Rather than “unchangeable fate.”
(5) Ba Leng Shi Ming Wu Fu
“Hmm… Although I can’t hear your feedback, do you understand now?”
“A drifting fate, a story that never reaches its end, the Head of the Hysterm Family treated like a toy…”
As he narrated, he also noticed that behind the static, the background was becoming increasingly white.
He had a premonition that this static was about to reach its end.
His battle with Will—that outsider—was about to begin, a battle to the death.
His palm gripped the long handle of the axe placed beside him once more.
“I’ve had enough.”
“A clown who rehearses again and again, after countless absurd farces that seemed to amuse him, finally doesn’t want to stand on the stage to be enjoyed at will any longer…”

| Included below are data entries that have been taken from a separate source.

PR #46, opened 2019-08-25
Add page banner component

jtrussell:
Note that this changes the `MG_CDN` env variable.

I made some very minor style changes to bring things closer to our mockups... mostly so it was easier to compare banner as I was adding styles for them.

I'm debating whether or not we should skip the background image for mobile browsers. Maybe @PapaCapricorn has opinions on this?

### DIFF
--- a/e2e/cypress/integration/deck-builder-page.js
+++ b/e2e/cypress/integration/deck-builder-page.js
@@ -13,7 +13,7 @@ describe('Deck builder page', () => {
     cy.visit('/deck-builder');
   });
   it('should have a happy path', function() {
-    cy.get('h1').should('be.visible');
+    cy.get('[data-cy="header"]').should('be.visible');
     cy.get('[data-cy="importDeckTitle"]').should('be.visible');
     cy.get('[data-cy="importDeckTextarea"]').should('be.visible');
     cy.get('[data-cy="importDeckButton"]').should('be.visible');
--- a/e2e/cypress/integration/deck-builder-page.js
+++ b/e2e/cypress/integration/deck-builder-page.js
@@ -12,7 +12,7 @@ describe('Deck builder page', () => {
     cy.visit('/deck-builder');
   });
   it('should have a happy path', function() {
-    cy.get('[data-cy="header"]').should('be.visible');
+    cy.get('h1').should('be.visible');
     cy.get('[data-cy="importDeckTitle"]').should('be.visible');
     cy.get('[data-cy="importDeckTextarea"]').should('be.visible');
     cy.get('[data-cy="importDeckButton"]').should('be.visible');
--- a/next/components/page-banner.js
+++ b/next/components/page-banner.js
@@ -1,0 +1,55 @@
+import { Component } from 'react';
+import { ThemeContext } from './theme-context';
+import PropTypes from 'prop-types';
+
+class PageBanner extends Component {
+  render() {
+    const { children, image } = this.props;
+    const theme = this.context;
+    return (
+      <div className="page-banner">
+        <style jsx>{`
+          .page-banner {
+            border-top: ${theme.border};
+            border-bottom: ${theme.border};
+            background: url(${image}) left no-repeat, ${theme.background};
+            height: 70px;
+            display: flex;
+            flex-direction: row-reverse;
+            align-items: center;
+          }
+          .page-banner h1 {
+            color: ${theme.fontColorSelected};
+            margin: 0;
+            padding-right: 0.5em;
+            text-transform: uppercase;
+          }
+        `}</style>
+        <h1>{children}</h1>
+      </div>
+    );
+  }
+}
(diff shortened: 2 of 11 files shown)


next/components/page-banner.js
```diff
@@ -0,0 +1,55 @@
+import { Component } from 'react';
+import { ThemeContext } from './theme-context';
+import PropTypes from 'prop-types';
+
+class PageBanner extends Component {
+  render() {
+    const { children, image } = this.props;
+    const theme = this.context;
```
lily-pytel: So we really are just doing class components whenever we need the theme?

lily-pytel:
JK it was all fixed with a computer restart. To run this PR do I really need to clone your version of this repo in another folder, go to the branch and then rebuild a whole new docker? Surely not.

next/components/page-banner.js
jtrussell: You can use a function component as well with the theme context consumer. I'll change this as an example. Function components are probably a better default if we're going with hooks everywhere.

jtrussell:
Yep, you can check out the PR like it's a branch. You could also add my fork as a remote endpoint if you wanted all the things.

```
git remote add jtrussell https://github.com/jtrussell/mythgardhub
git fetch jtrussell
git checkout jtrussell/branch
```

next/components/page-banner.js
jtrussell: I take that back, there's a `useContext` hook. We should just use that.

e2e/cypress/integration/deck-builder-page.js
```diff
@@ -12,7 +12,7 @@ describe('Deck builder page', () => {
     cy.visit('/deck-builder');
   });
   it('should have a happy path', function() {
-    cy.get('[data-cy="header"]').should('be.visible');
+    cy.get('h1').should('be.visible');
```
alexmiddeleer: don't need to worry about it but the data-cy thing is a best practice.

jtrussell: 👍

next/components/page-banner.js
```diff
@@ -0,0 +1,50 @@
+import { useContext } from 'react';
+import { ThemeContext } from './theme-context';
+import PropTypes from 'prop-types';
+
+function PageBanner({ children, image }) {
+  const theme = useContext(ThemeContext);
```
jtrussell: @lily-pytel Much better 👏.

lily-pytel: I love it! I've been highly suspicious of class components since using hooks.

lily-pytel: And this is so much better than the provider wrapper component OMG

jtrussell: WAY better. Class components are dtm.

lily-pytel: TIL about `dtm`

evsheffield: Kids these days and all their fancy acronyms.

jtrussell: 🚗 https://en.wikipedia.org/wiki/Deutsche_Tourenwagen_Masters 🚗

next/components/page-banner.js
PapaCapricorn: @jtrussell I don't feel strongly about skipping the background image for mobile users, but would be curious to know the rationale...Is it to maximize screen real estate? Minimize downloads? Both?

jtrussell: Both of those and also legibility.

Screen Shot 2019-08-25 at 11 00 29 PM

lily-pytel: Both and also just the fact that they will look like this on mobile
image

So you can't really even seen them, unless we have smaller versions that scale better for small screens.

PapaCapricorn: Oh, I see...I thought you were referring to the fixed background image on the borders. Will give this some more thought and respond...

PapaCapricorn: Thanks for that screen cap @jtrussell - it is really useful in clarifying what the issue is. (At first, I thought you were talking about the full-sized background at -1 z-axis...)

This may be my inexperience with responsive design for mobile showing, but can we not just scale down the entire banner (image and text) to a thinner band at the top? (See comp…)

The text overlapping the image is clearly a problem, but even if that were not the case - imo the banner takes up too much vertical space at full height anyway.

Comparison

jtrussell: That's a good idea, @PapaCapricorn - we can go that route. I'll update the style to scale the background image with the container size, we'll just want to keep an eye on the page weight. Generally, we want to avoid scaling images directly in the browser if we can avoid it.

As for text sizes, we may want to set values for those at different breakpoints, however we end up handling max-width on the page content. It might be worth us putting a story in the backlog to harden styles across the site - might take a couple sessions to hammer out for various widths/etc.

“This time, I will end this ‘play,’ so that it is no longer an absurd story that never reaches its conclusion…”
Unlike before, he wasn’t just borrowing the strength of an Undead Warrior’s arm.
Instead, it possessed nearly half of his body, and the ferocious head of a warrior faintly appeared on his shoulder.
“To anchor it in this real world, where no more acting is needed.”
He raised his head and pulled the axe up from the ground.
“I will anchor my fate, I will anchor the existence of this world, I will anchor the reality that never ends.”
As usual, from his opposite, a fireball erupted with the intent to kill him, hurtling towards him.
“It is I, not you—who will decide the fate of this world.”